Foot in the Mouth
I was on an airplane to Memphis this morning when an older gentleman sporting an eye patch got on after me. It reminded me of a time not too long ago…
The year was 2006, and I was a senior in college. Being terrified/unable to provide myself with adequate nutrition daily, I was well on my way to setting the Mizzou record with 8 full semesters of the 17-squares-a-week meal plan.
Something about preferring my parents pay for my unfettered access to unlimited food with no preparation, tipping, or clean up made me feel like the needle pointed closer to “borderline genius” rather than “complete loser.”

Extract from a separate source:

PR #4920, opened 2025-06-13
Fix reporting of method name in `EasyBlock.run_step`

Flamefire:
The step method is a method returning the actual method. The `Bundle` easyblock uses a `getattr` call there instead of the method name.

Anway, I ate at a variety of dining halls, because variety is the spice of life. Especially if you let a large public university cook all your meals for you as an 18-to-22-year old “man.” On Halloween I found myself in a dining hall across campus for the first time. I entered and saw that there were Halloween decorations up everywhere. It was all very festive. Really got me into the Halloween spirit.
I approached the grill and a student-employee with the name tag “Chris” was manning the spatula. Being very friendly I saw that Chris was wearing an eye patch and was joking around with his coworkers. I ordered a patty melt from him and, after a few moments, awkwardly tried to join their merriment with: “Not going with the hook today Chris? You gotta go all out if you’re going pirate, man.”
The laughter abruptly stopped. The coworkers looked nothing short of aghast. The coworkers, I also noticed, were not wearing costumes. Unless they were all going as Dining Hall Employees for Halloween.
Silently, Chris put my half-cooked patty melt on a plate and gave it to me. I took it, high-tailed it out of there, and (if memory serves) ate the whole thing out of some kind of shame-fueled penance.
Some time around Christmas I saw Chris at a bar, still rocking the same eye patch. And though the Halloween season had past, I still felt like a total monster.